◆ Exercise objective ◆
Give the data again exactly, from its opening line through the line in which "PR #10016, opened 2024-05-27" appears.

(Saved entries)
PR #10013, opened 2024-05-27
Update gdal_contour.rst to add my pure guess as to what is going on

jidanni:
Just my wild guess as to what is going on!


jratike80:
By the documentation of the algorithm https://gdal.org/api/gdal_alg.html#_CPPv419GDALContourGenerate15GDALRasterBandHddiPdidPvii16GDALProgressFuncPv I think that your guess is wrong.

PR #10016, opened 2024-05-27
Update gdal_grid.rst to document "-zfield field_n"

jidanni:


jratike80:
I believe that the field_n thing is only true with CSV data https://gdal.org/drivers/vector/csv.html

> By default, the driver attempts to treat the first line of the file as a list of field names for all the fields. However, if one or more of the names is all numeric it is assumed that the first line is actually data values and dummy field names are generated internally (field_1 through field_n) and the first record is treated as a feature. 

Please check with some other point data source. If field_n works only with CSV I would withdraw this edit.

jidanni:
Well somebody please change my change to mention that "If you have CSV files, then..."

All I have are headerless CSV files.

All I know is I'm saving the next person a whole day of asking on StackExchange because they didn't think of checking the CSV docs.

I suppose CSV is the only format that can lack field names.

jratike80:
> I suppose CSV is the only format that can lack field names.

I hope so.

rouault:
> If field_n works only with CSV I would withdraw this edit.

yes, this is a CSV specific.

Closing this PR. 

People need to thing logically and we can't possibly give all situations that can arise with the tons of drivers that exist. When a utility asks for a field name, and you don't know it, you use ogrinfo to retrieve it, and if it's a header less CSV you'll see "field_1", "field_2", etc.

PR #10017, opened 2024-05-27
Update ogrmerge.rst making ready for primetime

jidanni:
I tested it and it works great.
```
$ ogrmerge --version
GDAL 3.9.0, released 2024/05/07
$ man ogrmerge | wc
    153     765    7272
$ man ogrmerge.py | wc
No manual entry for ogrmerge.py
      0       0       0
```

### DIFF
--- a/doc/source/programs/ogrmerge.rst
+++ b/doc/source/programs/ogrmerge.rst
@@ -1,7 +1,7 @@
 .. _ogrmerge:
 
 ================================================================================
-ogrmerge.py
+ogrmerge
 ================================================================================
 
 .. only:: html
@@ -15,7 +15,7 @@ Synopsis
 
 .. code-block::
 
-    ogrmerge.py [--help] [--help-general]
+    ogrmerge [--help] [--help-general]
                 -o <out_dsname> <src_dsname> [<src_dsname>]...
                 [-f format] [-single] [-nln <layer_name_template>]
                 [-update | -overwrite_ds] [-append | -overwrite_layer]
@@ -37,8 +37,8 @@ Description
 
 .. versionadded:: 2.2
 
-:program:`ogrmerge.py` script takes as input several vector datasets,
-each of them having one or several vector layers, and copy them in
+:program:`ogrmerge` takes as input several vector datasets,
+each of them having one or several vector layers, and copies them into
 a target dataset.
 
 There are essentially two modes:
@@ -56,7 +56,7 @@ output format is not VRT, final translation is done with :program:`ogr2ogr`
 or :py:func:`gdal.VectorTranslate`. So, for advanced uses, output to VRT,
 potential manual editing of it and :program:`ogr2ogr` can be done.
 
-.. program:: ogrmerge.py
+.. program:: ogrmerge
 
 .. include:: options/help_and_help_general.rst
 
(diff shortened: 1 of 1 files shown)


jratike80:
What certainly works for running Python scripts is syntax `python path_to_script`.

```
python  C:\OSGeo4W\apps\Python312\Scripts\ogrmerge.py
Usage: ogrmerge.py [--help] [--help-general]
...
```

There may be helper systems which make is possible to launch the script with easier syntax  `ogrmerge` but that is not guaranteed to work everywhere.

jidanni:
All I know is one doesn't want to hardwire "fortran", etc, into filenames that might get rewritten in a different language in the future.

jratike80:
But they are Python scripts and not compiled programs like gdalinfo.  Users must have a compatible Python version on their own computer for using those utilities. Internally Python must be started first before the script can be run. It is important to know that distinction.

If the script is rewritten in C++ some day the .py will naturally disappear from the filename.

jidanni:
Certainly such users not playing with a full deck will learn very quickly via error messages telling them to mend their ways.

Else with ".sh", ".this", ".that" extensions hanging out all over the place, GDAL/OGR will look like an unfinished college project. 

And as a matter of fact, of the thousands of programs in my /usr/bin , guess which are the only ones that even have any 'language extension' at all. It makes me wonder if they somehow slipped in against some Debian policy or rules of style or something.

jidanni:
A N D    T H E R E   you have it:

https://www.debian.org/doc/debian-policy/ch-files.html

> When scripts are installed into a directory in the system PATH, the script name should not include an extension such as .sh or .pl that denotes the scripting language currently used to implement it.

jratike80:
After this https://github.com/OSGeo/gdal/pull/5296 a part of the Python scripts can be launched without .py extension. See also https://github.com/OSGeo/gdal/issues/5281

The change does not affect older GDAL versions but I guess that the simple syntax that you suggest is OK but I would like to have some Python expert to confirm. 

> Certainly such users not playing with a full deck will learn very quickly via error messages telling them to mend their ways.

Glad that you also have trust in our users. I would still keep the .py for example on this list so the users can quickly see which tools require Python and GDAL Python bindings, and which not.

image

jidanni:
> I would still keep the .py for example on this list so the users can quickly see which tools require Python and GDAL Python bindings, and which not.

OK, but change
> bla_bla.py

to
> bla_bla (py)

or
> bla_bla (python)

please.

jratike80:
Maybe there should be then a clear mention about tool being a Python script.

Now
> gdal_calc.py
> Command line raster calculator with numpy syntax.

Then 
> gdal_calc
> Command line raster calculator with numpy syntax. The tool is a Python script that requires GDAL Python bindings https://gdal.org/api/python_bindings.html

doc/source/programs/ogrmerge.rst
```diff
@@ -183,18 +183,24 @@ Create a VRT with a layer for each input shapefiles
...
 
 .. code-block::
 
-    ogrmerge.py -single -o merged.shp france.shp germany.shp -src_layer_field_name country
+    ogrmerge -single -o merged.shp france.shp germany.shp -src_layer_field_name country
+
+Notes
+-----
+
+Older versions of ogrmerge were called ogrmerge.py.
```
rouault, line 205:
```suggestion
ogrmerge is a Python utility, and is only available if GDAL Python bindings are available.
```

◆ Result for this exercise ◆
PR #10013, opened 2024-05-27
Update gdal_contour.rst to add my pure guess as to what is going on

jidanni:
Just my wild guess as to what is going on!


jratike80:
By the documentation of the algorithm https://gdal.org/api/gdal_alg.html#_CPPv419GDALContourGenerate15GDALRasterBandHddiPdidPvii16GDALProgressFuncPv I think that your guess is wrong.

PR #10016, opened 2024-05-27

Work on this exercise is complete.